Pro-Life Wisconsin Renews ‘Personhood’ Effort
With several abortion restrictions on hold, anti-choice activists are using their down time to prepare for a new push to grant legal rights to fertilized eggs via a "personhood" measure.
AB 227, a Wisconsin forced ultrasound bill that would also require abortion doctors to have admitting privileges at a local hospital, is on hold while parties await a hearing to argue its constitutionality. A number of other restrictions that were proposed in the Wisconsin legislature did not pass before recess and will not return until at least September. But anti-choice activists in the state aren’t taking a vacation, even if the politicians are. Instead, they are using their down time to prepare for a new push to grant legal rights to fertilized eggs via a “personhood” measure.
According to Pro-Life Wisconsin, the state’s most extreme anti-choice action group, state Rep. Andre Jacque (R-Green Bay) is gathering legislative sponsors to assist him in introducing a “personhood” bill once the legislature returns. Rep. Jacque was behind a number of anti-choice bills that were introduced this year, including one that would mandate how “fetal remains” are disposed of, one to ban insurance coverage of abortions for state employees, and another to provide taxpayer funds to deceptive crisis pregnancy centers.
Rep. Jacque announced in April his intention to bring a “personhood” bill to the floor this session. But although a number of restrictions were introduced, “personhood” wasn’t among them. Now, Pro-Life Wisconsin is asking its supporters to contact their representatives, urging them to sign on to Jacque’s bill as co-sponsors.

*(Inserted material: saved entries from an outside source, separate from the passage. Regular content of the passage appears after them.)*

PR #2706, opened 2024-08-07
[MWPW-154970] allow authoring hash value delay=0 for promo modals

Ruchika4:
* Allow authoring hash value delay=0 for modals authored using promos.
* This is for the performance gain we see when these modals are authored with delay=0 compared to delay=1

Resolves: [MWPW-154970](https://jira.corp.adobe.com/browse/MWPW-154970)

**Test URLs:**
Milo:

- Before: https://stage--milo--adobecom.hlx.page/drafts/ruchika/document?martech=off
- After: https://MWPW-154970--milo--adobecom.hlx.page/drafts/ruchika/document?martech=off

CC
- Before: https://main--cc--adobecom.hlx.page/drafts/ruchika/tiger/promo/illustrator-no-delay?martech=off

- After: https://main--cc--adobecom.hlx.page/drafts/ruchika/tiger/promo/illustrator-no-delay?milolibs=MWPW-154970&martech=off

### DIFF
--- a/libs/blocks/modal/modal.js
+++ b/libs/blocks/modal/modal.js
@@ -222,7 +222,7 @@ export function getHashParams(hashStr) {
       params.hash = part;
     } else {
       const [key, val] = part.split('=');
-      if (key === 'delay' && parseInt(val, 10) > 0) {
+      if (key === 'delay') {
         params.delay = parseInt(val, 10) * 1000;
       }
     }
@@ -232,7 +232,7 @@ export function getHashParams(hashStr) {
 
 export function delayedModal(el) {
   const { hash, delay } = getHashParams(el?.dataset.modalHash);
-  if (!delay || !hash) return false;
+  if (delay === undefined || !hash) return false;
   isDelayedModal = true;
   const modalOpenEvent = new Event(`${hash}:modalOpen`);
   const pagesModalWasShownOn = window.sessionStorage.getItem(`shown:${hash}`);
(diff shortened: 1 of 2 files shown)


mokimo (approved):

mokimo (approved):
if there is a performance gain, should this be the standard rather than authorable? Or can we programmatically decide when it makes sense?

mirafedas:
@Ruchika4 could you please update the documentation as well: https://milo.adobe.com/docs/authoring/promotions/delayed-modal ?

mirafedas (approved):

Ruchika4:
> if there is a performance gain, should this be the standard rather than authorable? Or can we programmatically decide when it makes sense?

I think we didn't wanted to let go of the whole delay feature. Current code supports modal load using promo on page load only if it has delay query param. Hence added an option to author delay=0 to improve performance. If not delay query param we'll still need some indication from authoring to know if that promo needs to be loaded on page load.
I also felt that we should keep the delay query param author-able as there might be a business use case in future where we'll need to define a delay value other than 0.

spadmasa:
Validation done on the below url and promo modal is seen loaded with hash value delay=0 
https://main--cc--adobecom.hlx.page/drafts/ruchika/tiger/promo/illustrator-no-delay?milolibs=MWPW-154970&martech=off&mep=%2Fproducts%2Fillustrator.json--default---%2Fcc-shared%2Ffragments%2Ftests%2F2024%2Fq2%2Face0875%2Face0875.json--default---%2Fdrafts%2Fpromos%2F2024%2Fglobal%2Ftest-promotion.json
image
regression on modal is done and details are updated in https://jira.corp.adobe.com/browse/MWPW-154970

Pro-Life Wisconsin also lent its technical assistance to the campaign by creating a new “personhood” website. The site reads:
The amendment extends the inalienable right to life already found in the Wisconsin Constitution to all preborn children from the beginning of their lives. It seeks to end abortion in Wisconsin, not to regulate or restrict it. It seeks to end all violence toward preborn children in Wisconsin – surgical, chemical, experimental, etc. – at all stages of development.
Although the site doesn’t specifically say it will ban hormonal contraception or intrauterine devices (IUDs), it does cite Personhood USA in its frequently asked question” section; in response to a question about whether birth control will be banned under “personhood,” the group says a “personhood” law wouldn’t ban all contraception—”only birth control devices that kill an unborn human being.” However, Pro-Life Wisconsin believes that hormonal birth control does exactly that.
So far no organized “personhood” effort has resulted in a law. Wisconsin may be no different, as the amendment is being opposed not just by reproductive rights advocates but by anti-choice groups, too. Leading the charge is Wisconsin Right to Life, which published its own website and video outlining the reasons why a “personhood amendment strategy is not necessary, risky—and just plain wrong for Wisconsin.” In the video, Sue Armacost, president of Wisconsin Right to Life, says that a “personhood” amendment could undermine the state’s existing abortion ban. Also of concern is the amount of money it would cost not only to gather the public support necessary to pass the amendment, but to defend it in court when it is inevitably challenged.
“Honestly, sometimes an idea is just too good to be true,” concludes Armacost, who says the effort would “cause more harm than good.”
Whether the opposition of their own allies remains enough to persuade Pro-Life Wisconsin and Rep. Jacque not to continue remains to be seen, likely until the legislature meets again in September.